Entries shown ->
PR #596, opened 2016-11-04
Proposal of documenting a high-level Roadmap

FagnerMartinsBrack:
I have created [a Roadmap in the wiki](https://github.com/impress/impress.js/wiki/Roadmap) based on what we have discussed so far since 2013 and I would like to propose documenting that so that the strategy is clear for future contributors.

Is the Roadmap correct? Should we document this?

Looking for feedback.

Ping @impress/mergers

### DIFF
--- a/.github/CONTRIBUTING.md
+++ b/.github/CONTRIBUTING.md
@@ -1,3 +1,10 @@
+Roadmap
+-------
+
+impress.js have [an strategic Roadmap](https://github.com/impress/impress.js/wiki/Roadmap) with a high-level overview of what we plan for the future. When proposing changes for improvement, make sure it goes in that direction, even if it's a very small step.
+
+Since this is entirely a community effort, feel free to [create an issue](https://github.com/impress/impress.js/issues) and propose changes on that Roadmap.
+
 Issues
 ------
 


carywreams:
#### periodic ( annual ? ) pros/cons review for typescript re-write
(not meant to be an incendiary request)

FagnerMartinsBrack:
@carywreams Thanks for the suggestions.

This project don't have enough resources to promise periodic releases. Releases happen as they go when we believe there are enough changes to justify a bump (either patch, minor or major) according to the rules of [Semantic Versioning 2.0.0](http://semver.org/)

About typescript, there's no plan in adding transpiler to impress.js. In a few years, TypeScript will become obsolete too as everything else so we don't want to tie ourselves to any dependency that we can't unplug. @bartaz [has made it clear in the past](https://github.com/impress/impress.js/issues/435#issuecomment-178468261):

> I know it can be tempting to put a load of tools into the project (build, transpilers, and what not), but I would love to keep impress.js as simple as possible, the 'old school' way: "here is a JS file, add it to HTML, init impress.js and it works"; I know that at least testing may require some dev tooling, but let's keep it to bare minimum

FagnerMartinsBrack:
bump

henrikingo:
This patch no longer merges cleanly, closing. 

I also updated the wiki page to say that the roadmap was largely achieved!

---

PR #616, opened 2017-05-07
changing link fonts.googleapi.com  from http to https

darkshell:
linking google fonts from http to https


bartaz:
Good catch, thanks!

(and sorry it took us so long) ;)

Work required -> Where the material contains a line with "from", return that line.

Task answer ->
changing link fonts.googleapi.com  from http to https
linking google fonts from http to https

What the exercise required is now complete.